- _What needs to be done_
Below are the records; copy each line in which "values" occurs.

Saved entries
PR #20, opened 2019-10-12
Terminal/iTerm 2 - Fix a resize bug regarding not resizing to a 2/3 & 1/3 (top & bottom) 

Easen:
…cking if a rect is centered within another rect

Fixes the issue of iTerm/Terminal windows not being resized down to a 1/3 & 2/3 due their own resize logic which rounds up/down to the height of a line

### DIFF
--- a/Rectangle/WindowCalculation/BottomHalfCalculation.swift
+++ b/Rectangle/WindowCalculation/BottomHalfCalculation.swift
@@ -10,28 +10,31 @@ import Foundation
 
 class BottomHalfCalculation: WindowCalculation {
     
-    func calculateRect(_ windowRect: CGRect, visibleFrameOfScreen: CGRect, action: WindowAction) -> CGRect? {
+    func calculateRect(_ windowRect: CGRect, lastAction: RectangleAction?, visibleFrameOfScreen: CGRect, action: WindowAction) -> CGRect? {
         
         var oneHalfRect = visibleFrameOfScreen
         oneHalfRect.size.height = floor(oneHalfRect.height / 2.0)
         
-        if Defaults.subsequentExecutionMode.value != .none {
-            if abs(windowRect.midX - oneHalfRect.midX) <= 1.0 {
-                var twoThirdsRect = oneHalfRect
-                twoThirdsRect.size.height = floor(visibleFrameOfScreen.height * 2 / 3.0)
-                
-                if rectCenteredWithinRect(oneHalfRect, windowRect) {
-                    return twoThirdsRect
-                }
-                
-                if rectCenteredWithinRect(twoThirdsRect, windowRect) {
-                    var oneThirdRect = oneHalfRect
-                    oneThirdRect.size.height = floor(visibleFrameOfScreen.height / 3.0)
-                    return oneThirdRect
-                }
-            }
+        if Defaults.subsequentExecutionMode.value == .none {
+            return oneHalfRect
         }
         
-        return oneHalfRect
+        let count = (lastAction?.action == action) ? (lastAction?.count ?? 0) : 0
+        let position = count % 3
+        
+        switch (position) {
+            case 2:
+                var oneThirdRect = oneHalfRect
+                oneThirdRect.size.height = floor(visibleFrameOfScreen.height / 3.0)
+                return oneThirdRect
+            
+            case 1:
+                var twoThirdsRect = oneHalfRect
+                twoThirdsRect.size.height = floor(visibleFrameOfScreen.height * 2 / 3.0)
+                return twoThirdsRect
+            
+            default:
+                return oneHalfRect
+        }
     }
 }
--- a/Rectangle/WindowCalculation/TopHalfCalculation.swift
+++ b/Rectangle/WindowCalculation/TopHalfCalculation.swift
@@ -10,31 +10,35 @@ import Foundation
 
 class TopHalfCalculation: WindowCalculation {
     
-    func calculateRect(_ windowRect: CGRect, visibleFrameOfScreen: CGRect, action: WindowAction) -> CGRect? {
+    func calculateRect(_ windowRect: CGRect, lastAction: RectangleAction?, visibleFrameOfScreen: CGRect, action: WindowAction) -> CGRect? {
         
         var oneHalfRect = visibleFrameOfScreen
         oneHalfRect.size.height = floor(oneHalfRect.height / 2.0)
         oneHalfRect.origin.y += oneHalfRect.height + (visibleFrameOfScreen.height.truncatingRemainder(dividingBy: 2.0))
 
-        if Defaults.subsequentExecutionMode.value != .none {
-            if abs(windowRect.midX - oneHalfRect.midX) <= 1.0 {
+        if Defaults.subsequentExecutionMode.value == .none {
+            return oneHalfRect
+        }
+        
+        let count = (lastAction?.action == action) ? (lastAction?.count ?? 0) : 0
+        let position = count % 3
+        
+        switch (position) {
+            case 2:
+                var oneThirdRect = oneHalfRect
+                oneThirdRect.size.height = floor(visibleFrameOfScreen.height / 3.0)
+                oneThirdRect.origin.y = visibleFrameOfScreen.origin.y + visibleFrameOfScreen.height - oneThirdRect.height
+                return oneThirdRect
+            
+            case 1:
                 var twoThirdsRect = oneHalfRect
                 twoThirdsRect.size.height = floor(visibleFrameOfScreen.height * 2 / 3.0)
                 twoThirdsRect.origin.y = visibleFrameOfScreen.origin.y + visibleFrameOfScreen.height - twoThirdsRect.height
-                if rectCenteredWithinRect(oneHalfRect, windowRect) {
-                    return twoThirdsRect
-                }
-                if rectCenteredWithinRect(twoThirdsRect, windowRect) {
-                    var oneThirdRect = oneHalfRect
-                    oneThirdRect.size.height = floor(visibleFrameOfScreen.height / 3.0)
-                    oneThirdRect.origin.y = visibleFrameOfScreen.origin.y + visibleFrameOfScreen.height - oneThirdRect.height
-                    return oneThirdRect
-                }
-            }
+                return twoThirdsRect
+            
+            default:
+                return oneHalfRect
         }
-        
-        return oneHalfRect
-        
     }
     
 }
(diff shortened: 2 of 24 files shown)


rxhanson:
Thanks for looking into it and making this pull request! I think ultimately we'll want to reference the last window action that's passed to each calculation and use that to determine what the behavior should be, in addition to detecting the current size/pos of the window. That way we're not guessing what a window's tolerance would be. I'll be AFK for a few days, but I might merge this in as a quick fix before taking a look at passing the last window action details around. That change will be a bit more involved, since the last window action doesn't currently have a property for the 2/3 or 1/3 behavior.

Even if I don't merge this in, it counts as a code contribution - shoot me a direct message on gitter.im from your github profile if you wanted a license for Multitouch.

Easen:
Thanks for the feedback (and thanks for the Multitouch license offer too).

I thought that might be an option, tracking the last resize action against the window.  Now looking a bit deeper see the `WindowHistory` class. I

Swift is not something I've really played about with, hence the 'quick fix'.  I might see if I can use that instead of increasing the error margin, just as a learning exercise if thats ok?

rxhanson:
👍Feel free to give it a go. It’ll be a while before I can dig into it, so if you can figure it out that would be great!

Easen:
I've now introduced a "context" which is passed into and returned from each calculation. This is then used to work out what the next position should be by using the previous value.

rxhanson:
Thanks for working on this. I'll review this in a bit!

Rectangle/WindowManager.swift
```diff
@@ -98,13 +99,16 @@ class WindowManager {
         }
 
         let resultingRect = frontmostWindowElement.rectOfElement()
-        windowHistory.lastRectangleActions[windowId] = RectangleAction(action: calcResult.resultingAction, rect: resultingRect)
+        windowHistory.lastRectangleActions[windowId] = RectangleAction(action: calcResult.resultingAction, rect: resultingRect, context: calcResult.context)
     }
 }
 
+typealias ActionContext = [String: Any]
```
rxhanson: Let's see, where to start on this. Swift is a strongly typed language with some pretty useful object oriented concepts built in. By creating a type aliased dictionary with values any type, you're basically building an object that doesn't make use of any of Swift's strongly typed or object oriented (and potentially protocol-based) concepts. This typically makes for code that is unnecessarily difficult to read and maintain. By using the `Any` keyword, any time we want to obtain a value out of that dictionary, we will have to type check/cast it into what we expect it to be. As you could imagine, `Any` is something I always avoid because I almost always want typed objects if I can help it. Instead of a type aliased dictionary, I think what we really want is either a struct or a class that we can pass around. Lucky for us, we already have the `RectangleAction` below. 

Instead of a context object, let's add what we really want to keep track of straight to that struct, since it's already being passed into a `windowCalculation`. What do we want to keep track of? Looks like you built the SupportedPositions enum. Going with an enum for this approach is a good choice, and it's how I would have done it as well. However, let's take a step back and see if there's something better we can keep state of. Perhaps we can keep state without having to return anything extra from the window calculation. This would simplify our code a good bit, as there's not as many pieces scattered around that are giving us this state stored in the last window action. 

My thought here is that instead of keeping track of the SupportedPosition that is determined by the window calculation, we would rather keep track of a "Repeated Execution Count" of the window action. Inside of the WindowManager is where most all of our important logic is stored, and this is something that we can viably keep track of here. If we track this count as part of our `RectangleAction` and pass it along to the `calculateRect` in each `WindowCalculation`, then we can just as easily tell which calculation to do - 1/3, 2/3, etc. Also, we're not binding WindowActions to the enumeration. This is important because I plan on implementing next/prev thirds as part of the first third or last third actions. By passing each WindowCalculation a count instead of an enum, each action doesn't need to be aware of all the other cases in that enum - they have the count and they can `switch` on it to choose what to do.

I'll stop my review here for now - since changes from this comment would affect all the other changes that you have currently in the PR. If you want to keep working on this and have the time, by all means, go for it and I'll keep reviewing. If not - that's ok, too! I don't mind rolling it out.

Easen: Thanks for your feedback/input, really appreciate you taking the time to review and respond.

The reason for my choice of a context with `Any` stems back from C/C++ days I guess, where a `void**` was passed into your method allowing your method store _it’s_ state in how _it_ saw fit, as that method was only going to be only thing that will be accessing it. Which absolutely agree, isn’t very type-safe.

I do like the idea of just keeping an execution count that is passed around. It's a lot cleaner and simpler, I'm annoyed that I didn't see, I think perhaps I was focus on the concept of a ‘context’/‘state’ driven solution. (I think I just got carried away with some of Swift's other cool features, multiple return values, etc.) 

Looking at it with fresh eyes I really don't want this to be merged in in its current state. It needs to be refactored…

Rectangle/WindowCalculation/BottomHalfCalculation.swift
```diff
@@ -8,30 +8,37 @@
 
 import Foundation
 
+private enum SupportedPositions: Int {
```
rxhanson: Typically, I like using a lot of enums to clarify things and get rid of magic numbers. But in this case and any others like it, I like just straight up using the count . It's not hard to figure out what the count means without the enum, especially for anyone that uses the app.

Rectangle/WindowCalculation/BottomHalfCalculation.swift
```diff
@@ -8,30 +8,37 @@
...
         var oneHalfRect = visibleFrameOfScreen
         oneHalfRect.size.height = floor(oneHalfRect.height / 2.0)
         
-        if Defaults.subsequentExecutionMode.value != .none {
-            if abs(windowRect.midX - oneHalfRect.midX) <= 1.0 {
+        if Defaults.subsequentExecutionMode.value == .none {
+            return oneHalfRect
+        }
+        
+        let count = (lastAction?.action == action) ? lastAction!.count : 0
```
rxhanson: Perhaps I should write some coding guidelines for the project (you're the first one to encounter my nit picking). 

I never force unwrap. There is pretty much never a reason why I would want my app to crash if an optional is null. Even though that's not possible in this case, there may come a day when calculateRect gets refactored to take an optional WindowAction, and then we're wondering why it crashed somewhere down the line. As a user, I prefer having something just unexpectedly not happen in the app instead of having it crash seemingly randomly.

I think I would prefer this to look like this:
```
let count: Int? = lastAction?.action == action
    ? lastAction?.count
    : 0
```

Of course, then we can't make use of a switch statement below, but that's not a huge deal to me since we don't have a ton of cases.

Rectangle/WindowCalculation/TopHalfCalculation.swift
```diff
@@ -8,33 +8,41 @@
 
 import Foundation
 
+private enum SupportedPositions: Int {
```
rxhanson: Identical comments to the BottomHalfCalculation.swift

Rectangle/WindowManager.swift
```diff
@@ -98,13 +98,19 @@ class WindowManager {
         }
 
         let resultingRect = frontmostWindowElement.rectOfElement()
-        windowHistory.lastRectangleActions[windowId] = RectangleAction(action: calcResult.resultingAction, rect: resultingRect)
+        let count = (lastRectangleAction?.action == calcResult.resultingAction) ? lastRectangleAction!.count + 1 : 1
```
rxhanson: Again, I would prefer not to force unwrap, even though this is another scenario where lastRectangleAction would not be nil. 
Maybe something like this 

```
var count = 1
if let lastRectangleAction = lastRectangleAction {
    if lastRectangleAction.action = calcResult.resultingAction {
        count = lastRectangleAction.count + 1
    }
}
```

It's kind of annoying to have the `if let` assignment to sift through a potential nil, but it's not hard to get used to seeing it, and in my opinion it just beats force unwrapping. The reason why I'm so cautious about force unwrapping is that it's bit me several times before. When you're dealing with certain APIs, like a lot of C APIs (which we're not here), sometimes values can become nil without you knowing it. I had a lot of weird crashes in Multitouch and all of it came down to force unwrapping. Basically, my thought is just err on the side of no crashes.

Rectangle/WindowCalculation/BottomHalfCalculation.swift
Easen: I like them, as I hate magic numbers, but I see your point the code is simple enough to read without them.

Rectangle/WindowCalculation/BottomHalfCalculation.swift
Easen: I originally had a a `if let` statement to unwrap etc., but then I rewrote it to one line as I didn't see how it was possible to throw an error from there as the isn't optional on the struct. However I see from reading online the swift compiler isn't that smart compared to others and if you use '!' the compiler won't double check and give you a warning.

Instead of using `var` what do you think of using the nil-coalescing operator to safely unwrap the optional?

`let count = (lastAction?.action == action) ? (lastAction?.count ?? 0) : 0`

Rectangle/WindowManager.swift
Easen: I look at your sample code and I just think it's overly verbose for what you're trying to do, 5 lines to safely unwrap a `Optional<>`, I really wish the language had the `.orElse()` Java Optional method (https://docs.oracle.com/javase/8/docs/api/java/util/Optional.html#orElse-T-)

Again what about:

`let count = (lastRectangleAction?.action == calcResult.resultingAction) ? (lastRectangleAction?.count ?? 0) + 1 : 1`

Easen: I've realised you can extend the languages Optional, meaning a `getOrElse()` method (similar to Java .orElse() method) is possible! 

Might reduce the boiler-plate Swift Optional unwrapping

```
extension Optional  {
    func getOrElse<T>(_ value: T) -> T {
        if self != nil {
            return self as! T
        }
        return value
    }
}
```

Rectangle/WindowCalculation/BottomHalfCalculation.swift
rxhanson: Sure, that works for me.

Rectangle/WindowManager.swift
rxhanson: I'm good with your suggestion on providing default values with `??`.  

Although it's nice to be able to extend language functionality, I typically avoid it because it's one of those things that can get out of hand if overused. Switching to different projects and lugging around your suitcase of language extensions isn't ideal.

- _Exercise solution_
rxhanson: Let's see, where to start on this. Swift is a strongly typed language with some pretty useful object oriented concepts built in. By creating a type aliased dictionary with values any type, you're basically building an object that doesn't make use of any of Swift's strongly typed or object oriented (and potentially protocol-based) concepts. This typically makes for code that is unnecessarily difficult to read and maintain. By using the `Any` keyword, any time we want to obtain a value out of that dictionary, we will have to type check/cast it into what we expect it to be. As you could imagine, `Any` is something I always avoid because I almost always want typed objects if I can help it. Instead of a type aliased dictionary, I think what we really want is either a struct or a class that we can pass around. Lucky for us, we already have the `RectangleAction` below. 
I do like the idea of just keeping an execution count that is passed around. It's a lot cleaner and simpler, I'm annoyed that I didn't see, I think perhaps I was focus on the concept of a ‘context’/‘state’ driven solution. (I think I just got carried away with some of Swift's other cool features, multiple return values, etc.) 
It's kind of annoying to have the `if let` assignment to sift through a potential nil, but it's not hard to get used to seeing it, and in my opinion it just beats force unwrapping. The reason why I'm so cautious about force unwrapping is that it's bit me several times before. When you're dealing with certain APIs, like a lot of C APIs (which we're not here), sometimes values can become nil without you knowing it. I had a lot of weird crashes in Multitouch and all of it came down to force unwrapping. Basically, my thought is just err on the side of no crashes.
rxhanson: I'm good with your suggestion on providing default values with `??`.  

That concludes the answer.